PR #1852, opened 2021-05-21
Fix flake compat

### LINKED ISSUE #1846: Contributing via nix-env doesn't work, zlib seems to be missing from derivation
Using NixOS 20.09

### Steps to reproduce
Clone repo then follow steps of using-nix
https://github.com/haskell/haskell-language-server#using-nix
cabal build

### Actual behaviour
cabal: Failed to build zlib-0.6.2.3
https://gist.github.com/ErnestKz/f0441e3ce1d55cf22331ac849bfeafc5

berberman:
Closes #1846

We should enter `devShell` rather than the shell of `defaultPackage`.

### DIFF
--- a/shell.nix
+++ b/shell.nix
@@ -8,4 +8,4 @@
     sha256 = lock.nodes.flake-compat.locked.narHash; }
 ) {
   src =  ./.;
-}).defaultNix
+}).shellNix


ErnestKz (approved):
Hey, just some questions to help me learn:

In theory would keeping the file named `default.nix`  still work? What does the `.shellNix` do on the flake import? Is the `.shellNix` something that's defined outside of this repo?

Also thank you for fixing this.

berberman:
> In theory would keeping the file named default.nix still work?

Yes, `nix-shell` will use `default.nix` if there is no `shell.nix`.

> What does the `.shellNix` do on the flake import? Is the `.shellNix` something that's defined outside of this repo?

It's defined in https://github.com/edolstra/flake-compat/blob/master/default.nix, which basically allows you use flakes with the legacy nix commands (`nix-build` and `nix-shell`). You can find more details in "Using flakes project from a legacy Nix" of https://nixos.wiki/wiki/Flakes.

Ailrun (approved):
Awesome, thanks!

PR #1827, opened 2021-05-13
nix: refactor with flakes

berberman:
[Flakes](https://www.tweag.io/blog/2020-05-25-flakes/) are the new feature of nix package manager that solves pain points of pinning nix dependencies and makes nix parts more composable. Recently, [pre-commit-hooks.nix](https://github.com/cachix/pre-commit-hooks.nix) adds flake supports, but now we use it via `builtins.fetchTarball`, which is not good for maintenance. Currently we use [niv](https://github.com/nmattia/niv) to manage nix dependencies, but the generated files and inconsistency are annoying. So I think it's time to migrate to flakes. New commands:

* `nix flake update` - update all nix dependencies
* `nix develop` - start a HLS development environment, like the legacy `nix-shell`
* `nix build` - build HLS without `cabal-install`
* `nix run` - run HLS executable
* ...

If a downstream package using flakes wants to include HLS to its dev shell, it can directly add `"github:haskell/haskell-language-server"` to the `inputs`, and the latest git version of HLS will be available.

I keep only the support of the default GHC version in nixpkgs, because I don't think people will use other GHC versions to develop HLS with nix - not using binary caches is painful. I also add [flake-compat](https://github.com/edolstra/flake-compat) to make legacy `shell.nix` still available.

Now running `nix flake check` or `nix flake show` will cause the evaluation of each system's expression, so I got :

```
error: a 'x86_64-darwin' with features {} is required to build '/nix/store/jxm5zc2s1w6qzfw28j0fdijq2q66d8py-cabal2nix-haskell-language-server.drv', but I am a 'x86_64-linux' with features {benchmark, big-parallel, kvm, nixos-test}
```
on my NixOS machine, which will not affect the development, but I don't know where the problem is, and I'd appreciate if anyone could help...

UPDATE: I think the working principle of `callCabal2nix` might have some problems with flakes, and other Haskell projects using flakes seem to have the similar issue as well.

PR #1853, opened 2021-05-21
Update mergify.yml

Ailrun:
This updates mergify setting to make it work with #1827

Maybe we can entirely remove "status-success" part, because, as shown in https://github.com/haskell/haskell-language-server/pull/1852/checks?check_run_id=2641030076, it looks like mergify bot now follows the branch protection rule to find necessary checks.


jneira (approved):
👍

PR #2235, opened 2021-09-23
Enable 3 tests for highlighting references and going to definitions.

peterwicksstringfield:
The test for ghcide.Development.IDE.Spans.AtPoint.referencesAtPoint doesn't support the "includeDeclaration" parameter, so that test is marked expect fail.

And the tests for goto definition that go from one module to another seem kinda flaky ... presumably because the other module isn't necessarily getting loaded in time for the test to succeed? I just deleted those tests. I don't think having them is worth making the CI flakey again.


jneira:
> I just deleted those tests. I don't think having them is worth making the CI flakey again.

Hmm i think it worths to keep them if they work sometimes and mark them as ignored by that reason. I still hope someone someday will have time to fix them :slightly_smiling_face:

test/functional/Definition.hs
```diff
@@ -2,63 +2,19 @@ module Definition (tests) where
...
 import           Test.Hls
 import           Test.Hls.Command
 
 tests :: TestTree
-tests = testGroup "definitions" [
-
-    ignoreTestBecause "Broken: file:///Users/jwindsor/src/haskell-language-server/test/testdata/References.hs" $
-       testCase "goto's symbols" $ runSession hlsCommand fullCaps "test/testdata" $ do
-        doc <- openDoc "References.hs" "haskell"
-        defs <- getDefinitions doc (Position 7 8)
```
pepeiborra, line 15: you probably need to insert a `waitForAllProgressDone` call after opening the first document

PR #2240, opened 2021-09-24
Partial sort of fuzzy filtering results

pepeiborra:
This improves the performance of completions by around 25% on a large project (>500k identifiers) and also removes the use of unsafe primitives in the previous in-place solution

<a href="https://gitpod.io/#https://github.com/haskell/haskell-language-server/pull/2240"></a>

### DIFF
--- a/ghcide/ghcide.cabal
+++ b/ghcide/ghcide.cabal
@@ -2,7 +2,7 @@ cabal-version:      2.4
 build-type:         Simple
 category:           Development
 name:               ghcide
-version:            1.4.2.2
+version:            1.4.2.3
 license:            Apache-2.0
 license-file:       LICENSE
 author:             Digital Asset and Ghcide contributors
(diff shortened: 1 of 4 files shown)


jhrcek:
I don't know the sizes these vectors can reach, but if this is such performance critical piece of code,
would it make make sense using Vector [slice](https://hackage.haskell.org/package/vector-0.12.3.1/docs/Data-Vector.html#v:slice) instead of list comprehensions in the code you wrote previously?

https://github.com/haskell/haskell-language-server/pull/2225/files#diff-2930c3bdb9fee287ddd29a4f2db79ec551b5641b99b5de8e6b2e1ba4faac9779R87-R88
::::
Scan the listing for the string "module". Copy each line that has it.

▶ [RESPONSE AREA]
And the tests for goto definition that go from one module to another seem kinda flaky ... presumably because the other module isn't necessarily getting loaded in time for the test to succeed? I just deleted those tests. I don't think having them is worth making the CI flakey again.
@@ -2,63 +2,19 @@ module Definition (tests) where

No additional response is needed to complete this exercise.